Affiliation:
1. From the Division of Pathology and Laboratory Medicine, The University of Texas M. D. Anderson Cancer Center, Houston
Abstract
Abstract
Microglandular adenosis is widely known as a benign breast lesion that can produce a mass. It differs from other types of adenosis by having an infiltrative pattern of growth and glands lacking a myoepithelial layer. Although in every other aspect the cells lining the glands are epithelial, they stain strongly with S100 protein. Most cases of microglandular adenosis are resolved after adequate excision, but more recent data suggest that this lesion may be a precursor for carcinoma, with atypical microglandular adenosis being an intermediate lesion. Carcinomas arising in a background of microglandular adenosis, although they may be low grade, are commonly estrogen and progesterone receptor negative, in contrast to most conventional low-grade carcinomas unrelated to microglandular adenosis. They also show immunopositivity for S100 protein, similar to microglandular adenosis. Diagnostic problems include differentiating microglandular adenosis from carcinoma and assessing the extent of the carcinoma component.
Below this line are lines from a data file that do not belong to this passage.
PR #472, opened 2016-06-11
Add option vimtex_fold_section_character for custom fold characters

wikimatze:
I've discovered the `g:vimtex_fold_enabled` while preparing my talk about your plugin. 

I liked the folding symbols from <https://github.com/matze/vim-tex-fold>, so I ported it here.

The result of setting `let g:vimtex_fold_section_character = '➜'` in my `vimrc`:

vimtex_custom_folding_character

I've used vader for testing but I'm not quite sure how to run the tests, the README has no contribution guide.

Cheers,
Matthias

### DIFF
--- a/autoload/vimtex/fold.vim
+++ b/autoload/vimtex/fold.vim
@@ -8,6 +8,7 @@ function! vimtex#fold#init_options() " {{{1
   call vimtex#util#set_default('g:vimtex_fold_enabled', 0)
   call vimtex#util#set_default('g:vimtex_fold_manual', 0)
   call vimtex#util#set_default('g:vimtex_fold_comments', 0)
+  call vimtex#util#set_default('g:vimtex_fold_section_character', 0)
   call vimtex#util#set_default('g:vimtex_fold_preamble', 1)
   call vimtex#util#set_default('g:vimtex_fold_envs', 1)
   call vimtex#util#set_default('g:vimtex_fold_parts',
@@ -234,7 +235,12 @@ endfunction
 function! vimtex#fold#text() " {{{1
   " Initialize
   let line = getline(v:foldstart)
-  let level = v:foldlevel > 1 ? repeat('-', v:foldlevel-2) . '*' : ''
+
+  if type(g:vimtex_fold_section_character)
+    let level = v:foldlevel > 1 ? repeat('-', v:foldlevel-2) . g:vimtex_fold_section_character : g:vimtex_fold_section_character
+  else
+    let level = v:foldlevel > 1 ? repeat('-', v:foldlevel-2) . '*' : ''
+  endif
   let title = 'Not defined'
   let nt = 73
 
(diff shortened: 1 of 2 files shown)


lervag:
Thanks, I guess we can add this. However, I think it needs some more work. I'll address with some comments to the code.

Note: I have just "recently" started to use Vader for testing. When you submit a pull request, travis will automatically test your code with the existing set of tests. I have not really considered explaining how this is done to contributors, because I think it makes it too difficult to contribute. I can worry about testing, and other people can submit ideas and suggestions for improvements. At least, that's my current idea.

autoload/vimtex/fold.vim
```diff
@@ -234,7 +235,12 @@ endfunction
 function! vimtex#fold#text() " {{{1
   " Initialize
   let line = getline(v:foldstart)
-  let level = v:foldlevel > 1 ? repeat('-', v:foldlevel-2) . '*' : ''
+
+  if type(g:vimtex_fold_section_character)
+    let level = v:foldlevel > 1 ? repeat('-', v:foldlevel-2) . g:vimtex_fold_section_character : g:vimtex_fold_section_character
+  else
+    let level = v:foldlevel > 1 ? repeat('-', v:foldlevel-2) . '*' : ''
```
lervag: This line is really exactly the same as 240, except that in 240 you _always_ use the fold section character. If we could agree on either of the styles, then we could simplify these five lines into a single line. I think that would be good.

So, personally, I find it is nice to only indicate only foldlevels larger than one, but it seems you prefer that also the first foldlevel has a fold character. Do you have a good reason why this would be better?

autoload/vimtex/fold.vim
```diff
@@ -234,7 +235,12 @@ endfunction
 function! vimtex#fold#text() " {{{1
   " Initialize
   let line = getline(v:foldstart)
-  let level = v:foldlevel > 1 ? repeat('-', v:foldlevel-2) . '*' : ''
+
+  if type(g:vimtex_fold_section_character)
```
lervag: I would instead use `empty(g:vimtex_...)`, and then consistently use a string for the variable. The default value should then either be `''` or `'*'`, depending on the result of the other discussion.

wikimatze: Agree!

autoload/vimtex/fold.vim
wikimatze: I'm used to it because of [vim-tex-fold](https://github.com/matze/vim-tex-fold) - so it's only a personal matter. I will remove the duplication from the code!

wikimatze:
Yeah, I have seen travis in action  - a great way to be more open for PRs on vim-plugins. Agree with your way of adding tests on your own for new functionality.

lervag:
Thanks. I made a minor change.

lervag:
See ec882ca80254c91ee005b204b80fb6029e1891a8 (seems I used the wrong issue reference (#474 instead of #472).

lervag:
I wanted to ask if we could rename the option, for instance to `g:vimtex_fold_levelmarker`. The marker character is used for every fold, not just the sections. Thus `section_character` seems a little bit off.

wikimatze:
Done in #476 (yeah, another PR :smile:)

lervag:
Great, thanks!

In this review, we discuss the histomorphologic and immunophenotypic characteristic of the spectrum of microglandular adenosis lesions with emphasis on diagnostic features distinguishing microglandular adenosis from well-differentiated carcinoma, in particular, tubular carcinoma, and assessment of surgical margins of excision in such lesions.
Publisher
Archives of Pathology and Laboratory Medicine
Subject
Medical Laboratory Technology,General Medicine,Pathology and Forensic Medicine
Cited by
26 articles.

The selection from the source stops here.